Input starts with an integer T (≤ 4), denoting the number of test cases.

Each case starts with a line containing two integers: m and n (1 ≤ m, n ≤ 2000). Each of the next m lines contains n characters (either 0 or 1) denoting the kingdom.

Output

For each case, print the case number and the maximum rectangular area the prince could take.
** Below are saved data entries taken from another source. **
PR #182, opened 2018-08-06
Uni 54830 min public api

alexismorin:
Five new test grouped by category + a couple of stripped down helper functions.


AlembicImporter/Assets/API_UnitTests/AlembicAPITest.cs
```diff
@@ -0,0 +1,109 @@
...
+using UnityEngine.TestTools;
+
+namespace UnityEditor.Formats.Alembic.Exporter.UnitTests {
+    public class AlembicAPITest {
+        // Loads a given scene
+        IEnumerator SceneLoader (string sceneToLoad) {
+            SceneManagement.EditorSceneManager.LoadScene (sceneToLoad, UnityEngine.SceneManagement.LoadSceneMode.Single);
+            yield return null;
+        }
+        // Sets up generic export location
```
vkovec: how come you don't use the random file path generator from the test base?

AlembicImporter/Assets/API_UnitTests/AlembicAPITest.cs
```diff
@@ -0,0 +1,109 @@
...
+            recorderTarget.ProcessRecording ();
+            yield return null;
+            recorderTarget.EndRecording ();
+        }
+        // Test Capture Components
+        [UnityTest]
+        public IEnumerator PublicCaptureComponents () {
+            SceneLoader ("TestAPI");
+            using (AlembicRecorder recorder = new AlembicRecorder ()) {
+                var conf = SetUpExport (recorder);
```
vkovec: this variable doesn't seem to be used. Why does SetUpExport return it?

AlembicImporter/Assets/API_UnitTests/AlembicAPITest.cs
```diff
@@ -0,0 +1,109 @@
...
+        // Test AeConfig Settings
+        [UnityTest]
+        public IEnumerator PublicAeConfig () {
+            SceneLoader ("TestAPI");
+            using (AlembicRecorder recorder = new AlembicRecorder ()) {
+                var conf = SetUpExport (recorder);
+
+                conf.FrameRate = 24;
+                conf.ScaleFactor = 1;
+                conf.SwapHandedness = true;
```
vkovec: after you modify the config I think you have to set the config on the recorder: 
```
recorder.settings.Conf = conf
```
 (not 100% about this though, so please verify if possible)

AlembicImporter/Assets/API_UnitTests/AlembicAPITest.cs
```diff
@@ -0,0 +1,109 @@
...
+            yield return null;
+        }
+        // Test Archive types
+        [UnityTest]
+        public IEnumerator PublicAeArchiveType () {
+            SceneLoader ("TestAPI");
+            using (AlembicRecorder recorder = new AlembicRecorder ()) {
+                var conf = SetUpExport (recorder);
+                conf.ArchiveType = UnityEngine.Formats.Alembic.Sdk.aeArchiveType.Ogawa;
+                conf.ArchiveType = UnityEngine.Formats.Alembic.Sdk.aeArchiveType.HDF5;
```
vkovec: why set it twice? Can you set the archive type in the above test (PublicAeConfig) instead? I don't think this needs a separate test

AlembicImporter/Assets/API_UnitTests/AlembicAPITest.cs
```diff
@@ -0,0 +1,109 @@
...
+                Record (recorder);
+            }
+            TestAndScrub ();
+            yield return null;
+        }
+        // Test AeConfig set and load
+        [UnityTest]
+        public IEnumerator PublicAeConfigSaveLoad () {
```
vkovec: what is this testing? not sure I understand

AlembicImporter/Assets/API_UnitTests/AlembicAPITest.cs
```diff
@@ -0,0 +1,109 @@
...
+                Record (recorder);
+            }
+            TestAndScrub ();
+            yield return null;
+        }
+        // Test Dispose current recording
+        [UnityTest]
+        public IEnumerator PublicDispose () {
+            SceneLoader ("TestAPI");
+            using (AlembicRecorder recorder = new AlembicRecorder ()) {
```
vkovec: this will automatically call dispose at the end of the curly brace. Let's try to simplify this test a bit:

```
AlembicRecorder recorder;
using(recorder = new AlembicRecorder()){}
// try doing recorder.settings or something else, assert it gives an exception

recorder = new AlembicRecorder();
recorder.Dispose();
// try doing recorder.settings or something else, assert it gives an exception
```

We don't need to do the full export for this one.

AlembicImporter/Assets/API_UnitTests/AlembicAPITest.cs
```diff
@@ -0,0 +1,109 @@
...
+        }
+        // Sets up generic export location
+        aeConfig SetUpExport (AlembicRecorder recorderTarget) {
+            recorderTarget.settings.OutputPath = "Assets/API_UnitTests/TestAPI.abc";
+            return recorderTarget.settings.Conf;
+        }
+        // Deletes Test File
+        void TestAndScrub () {
+            Assert.That (Application.dataPath + "/API_UnitTests/TestAPI.abc", Is.Not.Null);
+            File.Delete (Application.dataPath + "/API_UnitTests/TestAPI.abc");
```
vkovec: if you use the test base to generate the filepath then you won't need to destroy it as it will be destroyed automatically

AlembicImporter/Assets/API_UnitTests/AlembicAPITest.cs
```diff
@@ -0,0 +1,109 @@
...
+        IEnumerator Record (AlembicRecorder recorderTarget) {
+            var result = recorderTarget.BeginRecording ();
+            Assert.That (result, Is.True);
+            recorderTarget.ProcessRecording ();
+            yield return null;
+            recorderTarget.EndRecording ();
+        }
+        // Test Capture Components
+        [UnityTest]
+        public IEnumerator PublicCaptureComponents () {
```
vkovec: please change the names of the tests to start with "Test" and remove "Public". e.g. this test would become "TestCaptureComponents"

AlembicImporter/Assets/API_UnitTests/AlembicAPITest.cs
moujaune: Just tested, awesomely enough you don't!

Sample Input	Output for Sample Input
2 5 7 0110110 0000010 1000001 0100001 1100010 3 3 001 100 101	Case 1: 12 Case 2: 3

题目就是让你求在一个n*m的矩阵里找出一个全是0的子矩阵，要求子矩阵的面积最大，求最大的面积。

我们可以把矩阵处理一下，对于第二个样例吧

3 3

001

100

101

可以把到每个位置有连续多少个0先处理出来，就得到这样一个矩阵

120

012

010

这样我们就会发现，每一个子矩阵的面积就是对于每一列来说，一个区间内的最小值乘以区间的长度，因为每一列上的数值就代表这个矩阵的长，区间长度就相当于这个矩阵的宽。

到这里，就能联系上单调栈了，可以用单调栈快速的求出区间的最小值乘以区间的长度。

我们就以栈底为较小的元素的单调栈举例吧。（这样能求出以某个元素为最小值的一系列的最优解）

当栈为空的时候，肯定要把第一个元素放进栈里，然后到第二个元素的时候，因为要求是以某个数为最小值，所以如果栈顶元素比当前元素要大，就要弹出，直到栈顶元素小于当前元素，这样就能求出这个元素向左能延伸到哪，当某个元素被从栈里弹出的时候，也就知道这个被弹出的元素向右能延伸到哪。最后还在栈里的元素，肯定向右都能延伸到最后一个位置。

这样，以每一个元素为最小的区间长度都求出来了，就可以很轻松的求出所要的答案。

#include<stack>
#include<cstdio>
#include<cstring>
#include<iostream>
#include<algorithm>

using namespace std;

char t[2200][2200];
int a[2200][2200];

struct node
{
    int l,i,r;
}p[2200];
stack<node> s;
int main(void)
{
    int T,n,m,i,j;
    scanf("%d",&T);
    int cas = 1;
    while(T--)
    {
        scanf("%d%d",&n,&m);
        for(i=1;i<=n;i++)
            scanf("%s",t[i]+1);
        memset(a,0,sizeof(a));
        for(i=1;i<=n;i++)
        {
            for(j=1;j<=m;j++)
            {
                if(t[i][j] == '0')
                    a[i][j] = a[i][j-1] + 1;
            }
        }
        int ans = 0;
        for(j=1;j<=m;j++)
        {
            for(i=1;i<=n;i++)
            {
                p[i].i = i;
                p[i].l = i;
                while(!s.empty() && a[s.top().i][j] > a[i][j])
                {
                    p[i].l = s.top().l;
                    p[s.top().i].r = i - 1;
                    s.pop();
                }
                s.push(p[i]);
            }
            while(!s.empty())
            {
                p[s.top().i].r = n;
                s.pop();
            }
            for(i=1;i<=n;i++)
            {
                ans = max(ans,(p[i].r - p[i].l + 1)*a[p[i].i][j]);
            }
        }
        printf("Case %d: %d\n",cas++,ans);
    }

    return 0;
}